The sheer beauty and mystery and glamour of those long forgotten days were largely products of a very sophisticated and well staffed, well trained army of stylists, hair dressers, designers, lighting wizards, etc., who were gifted artists, in all fields. And they all worked to create this incredible glorious Golden Age of cinema and of the 1930s and '40s super stars that enchant us even to today. Were women then different than they are now? Personally, I believe they were very different, and that you simply cannot recapture a kind of mentality and culture that flourished generally in America in the 1930s and '40s. I wish too I had been of era and not of this one.

posted on Sep, 25 2014 @ 03:17 AM
a reply to: FlySolo

Beauty indeed. I think though back then, leading ladies were filmed with Vaseline rubbed on the lens to blur blemishes or imperfections. Her hairstyle is softer.

Of course there's also the fact they aren't eating chemicals, like the food of today. No plastic surgery, no Botox, which is dreadfully obvious and not attractive.

posted on Sep, 25 2014 @ 05:25 AM
I was responding to the OP, which wrote:

Something about that period where the women seemed more sophisticated and mature than today.
something...I can't put my finger on.

I was answering that my opinion is that class and sophistication is often interpretations of emotional repression.
That is not off the subject of what is attractive in the styles of that period, in women.
That was my answer to what the "something" is that he/she could not put a finger on, and brought it to the table for us to consider.

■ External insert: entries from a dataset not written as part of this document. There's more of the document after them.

PR #916, opened 2022-04-07
fix #894 Make spawned child process detached on windows

### LINKED ISSUE #894: The "Open in Editor" functionality does not work on Windows
The functionality is in 2 places: In the Error overlay and after the project creation in the CLI.

In the latter case, I tried to open is and it would not open it. To be investigated.

Devinpennings:
When the promise of `init()` in `bin.js` of the `create-video` package resolves, `process.exit()` is called. This causes the spawned child process, containing the editor, to exit as well.

To fix this, I changed the spawned child process to be detached for 'open in editor' on windows

### DIFF
--- a/packages/bundler/src/error-overlay/react-overlay/utils/open-in-editor.ts
+++ b/packages/bundler/src/error-overlay/react-overlay/utils/open-in-editor.ts
@@ -167,7 +167,15 @@ export const getDisplayNameForEditor = (
 		return null;
 	}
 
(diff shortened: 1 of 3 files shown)


JonnyBurger:
Brilliant! Confirmed working on Windows now 🤩

JonnyBurger (approved):

JonnyBurger:
Thank you! 💙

-I'd like to point out that my first post in this thread responded on the more superficial aspects of the question- make-up, hairstyling and photography. But the objections were made by the OP that there was something deeper to this impression to be considered.... so I went there.

My last peep before this is taken out. Go ahead. I was warned and accept the consequences. I think if the OP leads the interpretation of their post in a certain direction, it is not off topic.